» WORK TASK:
Lines with the word "LanguageType" are the ones wanted. Copy each of them from the entries below.

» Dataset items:
--- START ---

PR #676, opened 2020-06-23
Raw HTML density support

### LINKED ISSUE #675: Raw Raster HTML Broken
Since the the merge of #625, raw raster html is broken.

Steps to reproduce:

1. Open sample.html
2. From the raw tab try the "HTML" button in the "Raster Print" section
   > 

3. Observe the logs, a `1x1` image is printed
    >```
    >[INFO] 2020-06-17 13:19:06,983 @ qz.printer.ImageWrapper:95
    >    Loading BufferedImage
    >[INFO] 2020-06-17 13:19:06,983 @ qz.printer.ImageWrapper:96
    >    Dimensions: 1x1
    >```

The problem seems to be related to the zoom:

```java
pageZoom = model.getZoom();
System.out.println(pageZoom); // Prints "NaN"
```

The following patch produces an image, albeit not the right quality:
```diff
  pageZoom = model.getZoom();
+ if(Double.isNaN(pageZoom)) {
+     pageZoom = 1;
+ }
```

tresf:
Closes #675

### DIFF
--- a/js/qz-tray.js
+++ b/js/qz-tray.js
@@ -1264,7 +1264,7 @@ var qz = (function() {
              *
              * @param {Object} options Default options used by printer configs if not overridden.
              *
-             *  @param {Object} [option.bounds=null] Bounding box rectangle.
+             *  @param {Object} [options.bounds=null] Bounding box rectangle.
              *   @param {number} [options.bounds.x=0] Distance from left for bounding box starting corner
              *   @param {number} [options.bounds.y=0] Distance from top for bounding box starting corner
              *   @param {number} [options.bounds.width=0] Width of bounding box
--- a/src/qz/printer/LanguageType.java
+++ b/src/qz/printer/LanguageType.java
@@ -20,21 +20,23 @@ import java.util.List;
  */
 public enum LanguageType {
 
-    ZPL(false, true, "ZPL", "ZPL2", "ZPLII", "ZEBRA"),
-    EPL(true, true, "EPL", "EPL2", "EPLII"),
-    CPCL(false, true),
-    ESCP(false, false, "ESCP", "ESCP2", "ESCPOS", "ESC", "ESC/P", "ESC/P2", "ESCP/P2", "ESC/POS", "ESC\\P", "EPSON"),
-    EVOLIS(false, false),
-    UNKNOWN(false, false);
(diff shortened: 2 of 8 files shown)


tresf:
@bberenz:

If I have a 203 DPI printer and want to print a full web page to it, what dimensions should I provide?
I assume: 
1. 203 will be calculated automatically by our new API
2. Web dpi is assumed 72dpi, will be converted on render
3. If it's a 4x6, dimensions should be 4*72, 6*72, no?

Because when I test raw-zoom using those values using the EPL2 HTML button, it's too big for a 4x6 label.

bberenz:
There was some issue with scaling after adding in the zoom and the adjusted dpi's that should now be accounted for.
As for which dimension to use, for now its going to be based on the dpi used by the printer. So for a 203dpi printer, you would need to supply 812 x 1218.
At some point it will probably be updated to match pixel printing where the values would be in the selected units, but as you mentioned there's some backwards compatibility that needs to be considered.

lite1979:
This looks to be working correctly with respect to the desired 203dpi ZPL printer results. 

As was previously observed, only the first "page", or 4x6 inch label, is printed.

In thermal receipt tests, the media is 80mm wide with a "limitless" height due to the continuous roll. 

I used 3.14x180dpi for a width of 565, which may be just outside the printable area of the Epson TM-T88V, as can be seen by the right side missing a little bit of content. 

The same width of 565, applied to a Star TSP 143, which has a 203 dpi printhead, shows the same result with the right side missing some content. 

Changing the width to 520 allows the entire width of the page to be printed on the media, though if we're defaulting to 180dpi for all ESC/POS printers, the image will be shrunk proportionately for printers that use 203 dpi, such as the Star, Citizen CBM series, Epson T20, and other clones.

The same logic should apply to Zebra printers or clones that happen to be 300dpi instead of 203 dpi, though the difference will be much easier to spot with the naked eye than 203 vs. 180. Can these dpi values for HTML to raw image be customized by our clients?

IMG_20200709_185353543
IMG_20200709_183545312
IMG_20200709_183224141

tresf:
> Can these dpi values for HTML to raw image be customized by our clients?

Yes, you can provide/override density as a value -- as you would for Pixel -- and it will be honored per:

https://github.com/qzind/tray/blob/ce6f873316f5e8100ebbca261b1f8e1eab2322ce/src/qz/printer/action/PrintHTML.java#L83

--- END ---

» RESULT OF THIS EXERCISE:
--- a/src/qz/printer/LanguageType.java
+++ b/src/qz/printer/LanguageType.java
 public enum LanguageType {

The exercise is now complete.